Try it: Your task is to gather the lines below that hold the string "divide".

(Excerpts from a dataset)
....

PR #54, opened 2022-02-15
(Re)adding initial rebalancing changes

addouglas:
Still needs tests but has a few updates to address constructor and removal of a sICX Receivables VarDB entry that was previously only removed on update. If we see a need to add back the removal, please let me know.


addouglas:
I'm trying to figure out the "why" behind the way admin and governance states/properties were setup in the original rebalancing contract and why so few "get" methods were included in the original. Not sure the best place to ask the question - basically it's odd so I made some tweaks to bring it inline with other contracts... but I can match it 1 for 1 if you'd prefer.

In the original python code - on_install is setting *admin* to governance address which is passed in. I confirmed that governance was in fact what was called on the initial creation of the contract. But it sets admin to the governance value passed in and there's no way to set admin. So all the checks in the original for owner are logically actually being checked against governance as far as I can tell. Also, there are essentially no "gets" for any of these state values. It's like we wanted them secret even though other contracts expose them (more or less). Note: I'm not suggesting we change the admin value as part of the migration... just don't understand why it was set to governance and stuck that way.

In migrating, I standardized it in the pull request with other java contracts... so that admin can be set by governance, governance passed in on constructor sets *governance* and all the state items are gettable. But, like I said, not a strict translation though it should work as the original with the only real exception that admin isn't defaulted on install. But now it can be set. (Note: Loans, for example, sets Admin to Owner on install)

Do you want them strictly like the original in terms of gets and on_install? Do we want it standardized but maybe keep the set admin on install too still just for consistency? 

Note: the very first contract call made was to setGovernance since it was not originally initialized :)

nightowl121:
You can add 'gets' as per requirement. There is no secrets to keep in contracts. Even if there are no get methods, analyzing blockchain data will easily provide the db values.

addouglas:
All existing tests migrated and pass. I noticed that there is not currently a negative rebalance and I've not tried to create such a scenario (yet).

AntonAndell (changes requested):

AntonAndell:
> All existing tests migrated and pass. I noticed that there is not currently a negative rebalance and I've not tried to create such a scenario (yet).

Would be nice with test to cover all the cases of re balancing
All 4 paths available here:
   ```
     if (tokenAmount.compareTo(BigInteger.ZERO) == 1) {
            if (higher) {
                Context.call(loansScore, "raisePrice", tokenAmount);
            }
        }
        else {
            if (lower) {
                Context.call(loansScore, "lowerPrice", tokenAmount.abs());
            }
        } 
```

**Comment by AntonAndell** [comment]
@addouglas  If want some help with evaluating the test you can add jacoo test coverage, so you can see what code you cover int the unit tests. you can see it in the loansContract rewrite or on the bnusd pull request i showed how to add it.

File: core-contracts/Rebalancing/src/main/java/network/balanced/score/core/rebalancing/Rebalancing.java [hunk 1]
```diff
@@ -0,0 +1,204 @@
...
+        return bnusd.get();
+    }
+
+    @External(readonly = true)
+    public Address getSicx(){
+        return sicx.get();
+    }
+
+    private BigInteger calculateTokensToSell(BigInteger _price, BigInteger _baseSupply, BigInteger _quoteSupply) {
+        return _price.multiply(_baseSupply).multiply(_quoteSupply).divide(EXA).sqrt().subtract(_baseSupply);
```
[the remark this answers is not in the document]
AntonAndell: I kinda get the math now but dont really know a good way to split it

AntonAndell:
@nightowl121 You taking over this review now? Not the best idea if i review my own changes :slightly_smiling_face: 
Overall i think this contracts is largely ready. No integration tests done but deployment works fine. But as we have said previously it might be better to hold off on integration Testing until we decided on a structure.

Could add a score interface now but just keep it in the Rebalancing directory for now, or do you want to wait with adding interfaces for contracts until later?

nightowl121:
Sure @AntonAndell I will take a look from here.

core-contracts/Rebalancing/src/main/java/network/balanced/score/core/rebalancing/Rebalancing.java
```diff
@@ -0,0 +1,191 @@
...
+        return sicx.get();
+    }
+
+    @External(readonly = true)
+    public Address getDex() {
+        return dex.get();
+    }
+
+    private BigInteger calculateTokensToSell(BigInteger price, BigInteger baseSupply, BigInteger quoteSupply) {
+        return price.multiply(baseSupply).multiply(quoteSupply).divide(EXA).sqrt().subtract(baseSupply);
```
nightowl121, line 121: This will produce error whenever the price is negative. Can't calculate square root of negative number.

AntonAndell: Yeah saw you changes cleans up nice, it is good the check that the price is not negative since this is a helper function but can it ever be negative?

nightowl121: Oops! got confused with the price difference. Yeah the oracle price can't get negative. I though the price is coming from the difference.

core-contracts/Rebalancing/src/test/java/network/balanced/score/core/rebalancing/RebalancingTest.java
```diff
@@ -20,39 +20,47 @@
...
     private Score rebalancingScore;
-    private Score dexMock;
-    private Score loansMock;
-    private Score bnUSDScore;
-    private Score sICXScore;
+    private static final BigInteger FEE = BigInteger.valueOf(997);
+    private static final BigInteger THOUSAND = BigInteger.valueOf(1000);
 
-    private LoansMock loansSpy;
+    private final MockedStatic<Context> contextMock = Mockito.mockStatic(Context.class, Mockito.CALLS_REAL_METHODS);
```
AntonAndell, line 63: Nice! Much better than using mock contracts for unit tests.

core-contracts/Rebalancing/src/test/java/network/balanced/score/core/rebalancing/RebalancingTest.java
```diff
@@ -62,395 +70,243 @@ private void expectErrorMessage(Executable _contractCall, String _expectedErrorM
...
+    void setAndGetLoans() {
+        testContractSettersAndGetters("setLoans", loansScore, "getLoans");
     }
 
-    @Test
-    void setLoans_notAdmin() {
-        //Arrange
-        Account sender = sm.createAccount();
-        String expectedErrorMessage = "Rebalancing: Sender not admin";
+    private void testContractSettersAndGetters(String setterMethod, Account scoreAddress, String getterMethod) {
```
AntonAndell, line 125: Also quite clever, However it does do multiple tests in one but is probably fine in such insignificant tests

core-contracts/Rebalancing/src/test/java/network/balanced/score/core/rebalancing/RebalancingTest.java
```diff
@@ -62,395 +70,243 @@ private void expectErrorMessage(Executable _contractCall, String _expectedErrorM
...
-        dexMock.invoke(adminAccount, "setPoolStatsBase", poolBase);
-        dexMock.invoke(adminAccount, "setPoolStatsQuote", poolQuote);
-
-        // Act
-        rebalancingScore.invoke(sm.createAccount(), "rebalance");
-        
-        //Assert
-        verify(loansSpy).raisePrice(expectedTokensToSell);
+    public static Stream<BigInteger> provideDifferentThresholds() {
+        return Stream.of(BigInteger.TEN.pow(17), BigInteger.TEN.pow(16));
```
AntonAndell, line 162: I do not understand why you are testing these thresholds in the rebalance method. Could you explain your choice there? Think not using parameterizing here would make more sense

core-contracts/Rebalancing/src/test/java/network/balanced/score/core/rebalancing/RebalancingTest.java
nightowl121: At least better than repeating the code. May be, the tests can be changed to parameterized tests, passing different values we want to test.

core-contracts/Rebalancing/src/test/java/network/balanced/score/core/rebalancing/RebalancingTest.java
nightowl121: These values represent 10% and 1%. There is no specific reason to choose this specific value, can be changed to other better alternatives.

core-contracts/Rebalancing/src/test/java/network/balanced/score/core/rebalancing/RebalancingTest.java
AntonAndell: Yeah, get/sets usually get inherently tested during other tests since the are needed to be set anyway, so not something we should spend time on right now perhaps :smile:

core-contracts/Rebalancing/src/test/java/network/balanced/score/core/rebalancing/RebalancingTest.java
AntonAndell: Aah okey then mabye thoose tests can be non parameterized since you have 4 different test doing each case anyway. But doesn't really matter i guess

core-contracts/Rebalancing/src/test/java/network/balanced/score/core/rebalancing/RebalancingTest.java
AntonAndell: On further thought is this smart in complex contract environments, won't we get more value, especially in large contracts, to use mock contracts? 

This is however further down the line and focus right now should be to get continuous rewards and bBaln running.

But when we have Interfaces of all contracts we could easily implement mocks for each contract. where mock contracts implement both a mock interface and a specific contract interface. Thus changing method names/parameters gets reflected across test and does not get outdated. 
When we do not have to write new mocks whenever we unit test a contract it should not be as a large overhead as it is now. 
So basically when we have interfaces we can create a mock class where are methods are default Implemented.

`public class SomeContractMock extends MockContract implements SomeContractInterface {...}`  

Where you only need to define the constructor for SomeContractMock.

Then have MockContract implement methods such as `Call(Address, method, Object... params)` so you can for example could initiate calls from the contract and other good methods. Have not thought this through completely but not sure mocking context will be sustainable in all contracts

AntonAndell: Yeah that looks quite handy, gonna investigate contract mocking with scoreClientInterfaces

AntonAndell: Something like this might be a good replacement once we got interfaces for all contracts.

```
public class MockContract {
    public MockContract() {
    }
}
```

```
SomeScoreClientInterface contractMock = Mockito.mock(SomeScoreClientInterface.class);
Score someContract = sm.deploy(admin, MockContract.class);
someContract.setInstance(contractMock);

// Mock methods
when(contractMock.method()).thenReturn("someValue");

//use Score 
someContract.getAddress();
```

Then if we could abstract it down to some class like

```
MockedContract<SomeScoreClientInterface> someContract = MockedContract.deploy<SomeScoreClientInterface>(sm)
// Inherits Score methods and is mockable
when(someContract.method()).thenReturn("someValue");
someContract.getAddress();
```

This also automatically create default implementations for the interface. So things like 
`contextMock.when(() -> Context.call(eq(loansScore.getAddress()), eq("raisePrice"), any(BigInteger.class))).thenReturn(null); `
are done automatically.

AntonAndell:
@nightowl121 really like the addition of score-lib and test-lib! we are starting to get some infrastructure in place. How soon do you think we can get it to master? so other devs can use and contribute to it?

Do you need any help here or on the Staking contracts? Since those contain most of the infrastructure it would ease development on other contracts to get it in asap.

AntonAndell:
@nightowl121 really like the addition of score-lib and test-lib! we are starting to get some infrastructure in place. How soon do you think we can get it to master? so other devs can use and contribute to it?

Do you need any help here or on the Staking contracts? Since those contain most of the infrastructure it would ease development on other contracts to get it in asap.

nightowl121:
Rebalancing is ready to be merged to master. 

I would definitely need help in having robust integration test framework, starting from Staking contract.

AntonAndell:
Sweet then lets merge it soon. I can do a quick review of you recent changes tonight and perhaps merge after that?

I can start looking a bit on the staking contract as well and start to contribute to the infrastructure there as soon as i've done the first draft of the rewards contract. What do you you feel we are missing currently in the staking contracts and what is missing in the integration test framework.

nightowl121:
I would consider integration test framework as done if we could run a single command and run all the integration tests automatically. Currently the integration tests is not complete in that regards. It can be run manually though.

Once we have automation in that, we could apply CI for running integration tests in local gochain node. We could run one local gochain node and run our integration tests against it.

nightowl121:
> Sweet then lets merge it soon. I can do a quick review of you recent changes tonight and perhaps merge after that?
> 
> I can start looking a bit on the staking contract as well and start to contribute to the infrastructure there as soon as i've done the first draft of the rewards contract. What do you you feel we are missing currently in the staking contracts and what is missing in the integration test framework.

Rebalancing is ready for merge from my side, you may take a look. @AntonAndell

AntonAndell:
It looks good, but adding a scoreclient interface might be good. I can add and push, it should be quick to write

nightowl121:
> It looks good, but adding a scoreclient interface might be good. I can add and push, it should be quick to write

Yeah, Please go ahead.

AntonAndell:
Done, check that and if u don't see anything super weird, merge it!

checked that all tests pass and deployment to my local node works

AntonAndell:
Done, check that and if u don't see anything super weird, merge it!

checked that all tests pass and deployment to my local node works

AntonAndell (approved):

AntonAndell:
> Did you try keeping this compileOnly and annotation processor?

hmm no i can try it. Which one do we want annotation or compileOnly? or do you need both?

AntonAndell (approved):

AntonAndell:
Also changed to Impl naming so when creating interfaces the syntax will be a lot more readable

nightowl121:
Moved the interface to score-lib.

nightowl121 (approved):
Approved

....

Response to this exercise:
+        return _price.multiply(_baseSupply).multiply(_quoteSupply).divide(EXA).sqrt().subtract(_baseSupply);
+        return price.multiply(baseSupply).multiply(quoteSupply).divide(EXA).sqrt().subtract(baseSupply);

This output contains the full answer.